About this exercise
Whatever lines the data contains, output all of them unchanged.

━━━ Supplied records

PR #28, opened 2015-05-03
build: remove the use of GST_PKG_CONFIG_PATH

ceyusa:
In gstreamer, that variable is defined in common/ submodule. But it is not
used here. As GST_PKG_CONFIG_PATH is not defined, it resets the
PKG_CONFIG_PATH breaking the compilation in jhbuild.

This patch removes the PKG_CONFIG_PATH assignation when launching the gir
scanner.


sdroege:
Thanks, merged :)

━━━━━━

The completed task
PR #28, opened 2015-05-03
build: remove the use of GST_PKG_CONFIG_PATH

ceyusa:
In gstreamer, that variable is defined in common/ submodule. But it is not
used here. As GST_PKG_CONFIG_PATH is not defined, it resets the
PKG_CONFIG_PATH breaking the compilation in jhbuild.

This patch removes the PKG_CONFIG_PATH assignation when launching the gir
scanner.


sdroege:
Thanks, merged :)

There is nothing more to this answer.